Exercise goal: The records that follow must be transcribed in full, without any change.

Data excerpts:
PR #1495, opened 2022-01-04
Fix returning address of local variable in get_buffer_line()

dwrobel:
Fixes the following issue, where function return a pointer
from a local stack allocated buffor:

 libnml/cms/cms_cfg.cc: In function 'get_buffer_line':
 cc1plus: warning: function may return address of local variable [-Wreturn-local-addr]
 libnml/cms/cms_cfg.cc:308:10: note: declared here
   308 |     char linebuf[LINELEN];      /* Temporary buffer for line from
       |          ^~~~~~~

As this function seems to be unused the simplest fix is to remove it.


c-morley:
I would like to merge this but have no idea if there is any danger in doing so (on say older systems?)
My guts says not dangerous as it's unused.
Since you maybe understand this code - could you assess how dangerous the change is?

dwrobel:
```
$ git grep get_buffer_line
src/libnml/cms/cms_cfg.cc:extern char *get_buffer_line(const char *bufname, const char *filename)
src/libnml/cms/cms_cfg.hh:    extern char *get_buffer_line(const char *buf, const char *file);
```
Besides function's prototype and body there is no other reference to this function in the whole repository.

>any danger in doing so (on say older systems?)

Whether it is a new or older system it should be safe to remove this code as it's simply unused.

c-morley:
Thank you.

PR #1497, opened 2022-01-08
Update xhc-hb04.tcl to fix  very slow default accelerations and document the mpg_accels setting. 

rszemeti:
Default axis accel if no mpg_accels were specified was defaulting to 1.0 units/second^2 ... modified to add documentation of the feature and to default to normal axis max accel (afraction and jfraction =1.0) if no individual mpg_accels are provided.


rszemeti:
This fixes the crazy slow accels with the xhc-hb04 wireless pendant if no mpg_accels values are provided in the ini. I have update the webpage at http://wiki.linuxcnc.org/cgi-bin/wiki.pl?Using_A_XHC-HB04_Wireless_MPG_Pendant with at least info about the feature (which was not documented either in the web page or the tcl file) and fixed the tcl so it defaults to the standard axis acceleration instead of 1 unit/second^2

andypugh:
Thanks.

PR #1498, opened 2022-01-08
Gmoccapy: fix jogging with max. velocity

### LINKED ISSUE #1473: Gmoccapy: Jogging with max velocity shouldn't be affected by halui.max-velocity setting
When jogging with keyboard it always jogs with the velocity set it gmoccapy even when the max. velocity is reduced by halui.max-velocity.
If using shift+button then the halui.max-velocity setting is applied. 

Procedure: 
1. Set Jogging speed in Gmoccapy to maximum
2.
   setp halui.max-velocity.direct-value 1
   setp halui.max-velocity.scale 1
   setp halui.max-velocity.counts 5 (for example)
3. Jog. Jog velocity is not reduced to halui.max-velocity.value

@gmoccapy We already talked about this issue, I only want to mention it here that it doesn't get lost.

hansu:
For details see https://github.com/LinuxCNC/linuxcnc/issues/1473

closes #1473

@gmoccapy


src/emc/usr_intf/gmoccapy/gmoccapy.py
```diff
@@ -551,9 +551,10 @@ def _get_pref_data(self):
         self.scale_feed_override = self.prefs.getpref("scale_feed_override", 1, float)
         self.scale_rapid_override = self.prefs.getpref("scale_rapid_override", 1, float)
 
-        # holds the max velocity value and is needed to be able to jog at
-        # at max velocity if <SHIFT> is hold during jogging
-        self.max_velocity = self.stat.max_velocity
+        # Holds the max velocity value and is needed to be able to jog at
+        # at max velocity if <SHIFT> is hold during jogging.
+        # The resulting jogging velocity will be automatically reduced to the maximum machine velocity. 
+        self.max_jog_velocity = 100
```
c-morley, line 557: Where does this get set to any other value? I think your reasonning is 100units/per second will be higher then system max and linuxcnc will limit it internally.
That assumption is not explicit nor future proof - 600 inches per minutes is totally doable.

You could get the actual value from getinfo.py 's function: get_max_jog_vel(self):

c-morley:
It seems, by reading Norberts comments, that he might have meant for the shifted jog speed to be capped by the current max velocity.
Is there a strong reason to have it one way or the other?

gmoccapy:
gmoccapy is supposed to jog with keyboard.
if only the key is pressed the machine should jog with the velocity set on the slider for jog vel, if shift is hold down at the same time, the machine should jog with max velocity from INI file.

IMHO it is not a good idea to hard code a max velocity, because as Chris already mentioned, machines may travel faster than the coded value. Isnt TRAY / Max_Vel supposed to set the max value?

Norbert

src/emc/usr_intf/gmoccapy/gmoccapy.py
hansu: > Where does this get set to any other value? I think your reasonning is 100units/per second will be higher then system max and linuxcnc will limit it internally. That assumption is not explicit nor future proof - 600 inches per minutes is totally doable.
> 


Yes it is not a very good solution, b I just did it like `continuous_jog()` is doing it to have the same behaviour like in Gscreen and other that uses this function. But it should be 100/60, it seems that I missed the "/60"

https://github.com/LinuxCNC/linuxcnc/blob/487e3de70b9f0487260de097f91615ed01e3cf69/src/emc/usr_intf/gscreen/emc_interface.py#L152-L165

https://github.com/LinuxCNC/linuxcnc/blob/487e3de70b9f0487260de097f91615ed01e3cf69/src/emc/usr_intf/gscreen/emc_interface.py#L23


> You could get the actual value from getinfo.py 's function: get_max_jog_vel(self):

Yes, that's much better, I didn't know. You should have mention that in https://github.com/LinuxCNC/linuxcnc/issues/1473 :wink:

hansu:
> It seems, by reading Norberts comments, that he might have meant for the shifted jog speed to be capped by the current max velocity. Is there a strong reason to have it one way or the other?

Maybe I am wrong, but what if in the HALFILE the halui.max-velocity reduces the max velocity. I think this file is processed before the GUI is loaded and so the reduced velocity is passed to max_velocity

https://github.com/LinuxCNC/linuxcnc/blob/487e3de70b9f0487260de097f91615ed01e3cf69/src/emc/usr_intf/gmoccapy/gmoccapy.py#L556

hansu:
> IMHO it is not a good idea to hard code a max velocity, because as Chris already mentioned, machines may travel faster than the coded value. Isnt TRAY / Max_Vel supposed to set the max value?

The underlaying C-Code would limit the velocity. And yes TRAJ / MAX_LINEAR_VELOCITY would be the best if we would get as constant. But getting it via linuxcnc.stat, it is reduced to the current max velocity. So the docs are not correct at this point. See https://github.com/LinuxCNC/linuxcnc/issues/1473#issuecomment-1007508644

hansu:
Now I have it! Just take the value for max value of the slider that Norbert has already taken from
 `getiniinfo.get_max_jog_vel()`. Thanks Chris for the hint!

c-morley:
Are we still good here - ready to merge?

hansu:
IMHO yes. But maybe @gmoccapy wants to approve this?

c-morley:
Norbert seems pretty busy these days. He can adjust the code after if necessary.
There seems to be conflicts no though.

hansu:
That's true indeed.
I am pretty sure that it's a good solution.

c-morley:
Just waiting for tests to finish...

Solved problem:
PR #1495, opened 2022-01-04
Fix returning address of local variable in get_buffer_line()

dwrobel:
Fixes the following issue, where function return a pointer
from a local stack allocated buffor:

 libnml/cms/cms_cfg.cc: In function 'get_buffer_line':
 cc1plus: warning: function may return address of local variable [-Wreturn-local-addr]
 libnml/cms/cms_cfg.cc:308:10: note: declared here
   308 |     char linebuf[LINELEN];      /* Temporary buffer for line from
       |          ^~~~~~~

As this function seems to be unused the simplest fix is to remove it.


c-morley:
I would like to merge this but have no idea if there is any danger in doing so (on say older systems?)
My guts says not dangerous as it's unused.
Since you maybe understand this code - could you assess how dangerous the change is?

dwrobel:
```
$ git grep get_buffer_line
src/libnml/cms/cms_cfg.cc:extern char *get_buffer_line(const char *bufname, const char *filename)
src/libnml/cms/cms_cfg.hh:    extern char *get_buffer_line(const char *buf, const char *file);
```
Besides function's prototype and body there is no other reference to this function in the whole repository.

>any danger in doing so (on say older systems?)

Whether it is a new or older system it should be safe to remove this code as it's simply unused.

c-morley:
Thank you.

PR #1497, opened 2022-01-08
Update xhc-hb04.tcl to fix  very slow default accelerations and document the mpg_accels setting. 

rszemeti:
Default axis accel if no mpg_accels were specified was defaulting to 1.0 units/second^2 ... modified to add documentation of the feature and to default to normal axis max accel (afraction and jfraction =1.0) if no individual mpg_accels are provided.


rszemeti:
This fixes the crazy slow accels with the xhc-hb04 wireless pendant if no mpg_accels values are provided in the ini. I have update the webpage at http://wiki.linuxcnc.org/cgi-bin/wiki.pl?Using_A_XHC-HB04_Wireless_MPG_Pendant with at least info about the feature (which was not documented either in the web page or the tcl file) and fixed the tcl so it defaults to the standard axis acceleration instead of 1 unit/second^2

andypugh:
Thanks.

PR #1498, opened 2022-01-08
Gmoccapy: fix jogging with max. velocity

### LINKED ISSUE #1473: Gmoccapy: Jogging with max velocity shouldn't be affected by halui.max-velocity setting
When jogging with keyboard it always jogs with the velocity set it gmoccapy even when the max. velocity is reduced by halui.max-velocity.
If using shift+button then the halui.max-velocity setting is applied. 

Procedure: 
1. Set Jogging speed in Gmoccapy to maximum
2.
   setp halui.max-velocity.direct-value 1
   setp halui.max-velocity.scale 1
   setp halui.max-velocity.counts 5 (for example)
3. Jog. Jog velocity is not reduced to halui.max-velocity.value

@gmoccapy We already talked about this issue, I only want to mention it here that it doesn't get lost.

hansu:
For details see https://github.com/LinuxCNC/linuxcnc/issues/1473

closes #1473

@gmoccapy


src/emc/usr_intf/gmoccapy/gmoccapy.py
```diff
@@ -551,9 +551,10 @@ def _get_pref_data(self):
         self.scale_feed_override = self.prefs.getpref("scale_feed_override", 1, float)
         self.scale_rapid_override = self.prefs.getpref("scale_rapid_override", 1, float)
 
-        # holds the max velocity value and is needed to be able to jog at
-        # at max velocity if <SHIFT> is hold during jogging
-        self.max_velocity = self.stat.max_velocity
+        # Holds the max velocity value and is needed to be able to jog at
+        # at max velocity if <SHIFT> is hold during jogging.
+        # The resulting jogging velocity will be automatically reduced to the maximum machine velocity. 
+        self.max_jog_velocity = 100
```
c-morley, line 557: Where does this get set to any other value? I think your reasonning is 100units/per second will be higher then system max and linuxcnc will limit it internally.
That assumption is not explicit nor future proof - 600 inches per minutes is totally doable.

You could get the actual value from getinfo.py 's function: get_max_jog_vel(self):

c-morley:
It seems, by reading Norberts comments, that he might have meant for the shifted jog speed to be capped by the current max velocity.
Is there a strong reason to have it one way or the other?

gmoccapy:
gmoccapy is supposed to jog with keyboard.
if only the key is pressed the machine should jog with the velocity set on the slider for jog vel, if shift is hold down at the same time, the machine should jog with max velocity from INI file.

IMHO it is not a good idea to hard code a max velocity, because as Chris already mentioned, machines may travel faster than the coded value. Isnt TRAY / Max_Vel supposed to set the max value?

Norbert

src/emc/usr_intf/gmoccapy/gmoccapy.py
hansu: > Where does this get set to any other value? I think your reasonning is 100units/per second will be higher then system max and linuxcnc will limit it internally. That assumption is not explicit nor future proof - 600 inches per minutes is totally doable.
> 


Yes it is not a very good solution, b I just did it like `continuous_jog()` is doing it to have the same behaviour like in Gscreen and other that uses this function. But it should be 100/60, it seems that I missed the "/60"

https://github.com/LinuxCNC/linuxcnc/blob/487e3de70b9f0487260de097f91615ed01e3cf69/src/emc/usr_intf/gscreen/emc_interface.py#L152-L165

https://github.com/LinuxCNC/linuxcnc/blob/487e3de70b9f0487260de097f91615ed01e3cf69/src/emc/usr_intf/gscreen/emc_interface.py#L23


> You could get the actual value from getinfo.py 's function: get_max_jog_vel(self):

Yes, that's much better, I didn't know. You should have mention that in https://github.com/LinuxCNC/linuxcnc/issues/1473 :wink:

hansu:
> It seems, by reading Norberts comments, that he might have meant for the shifted jog speed to be capped by the current max velocity. Is there a strong reason to have it one way or the other?

Maybe I am wrong, but what if in the HALFILE the halui.max-velocity reduces the max velocity. I think this file is processed before the GUI is loaded and so the reduced velocity is passed to max_velocity

https://github.com/LinuxCNC/linuxcnc/blob/487e3de70b9f0487260de097f91615ed01e3cf69/src/emc/usr_intf/gmoccapy/gmoccapy.py#L556

hansu:
> IMHO it is not a good idea to hard code a max velocity, because as Chris already mentioned, machines may travel faster than the coded value. Isnt TRAY / Max_Vel supposed to set the max value?

The underlaying C-Code would limit the velocity. And yes TRAJ / MAX_LINEAR_VELOCITY would be the best if we would get as constant. But getting it via linuxcnc.stat, it is reduced to the current max velocity. So the docs are not correct at this point. See https://github.com/LinuxCNC/linuxcnc/issues/1473#issuecomment-1007508644

hansu:
Now I have it! Just take the value for max value of the slider that Norbert has already taken from
 `getiniinfo.get_max_jog_vel()`. Thanks Chris for the hint!

c-morley:
Are we still good here - ready to merge?

hansu:
IMHO yes. But maybe @gmoccapy wants to approve this?

c-morley:
Norbert seems pretty busy these days. He can adjust the code after if necessary.
There seems to be conflicts no though.

hansu:
That's true indeed.
I am pretty sure that it's a good solution.

c-morley:
Just waiting for tests to finish...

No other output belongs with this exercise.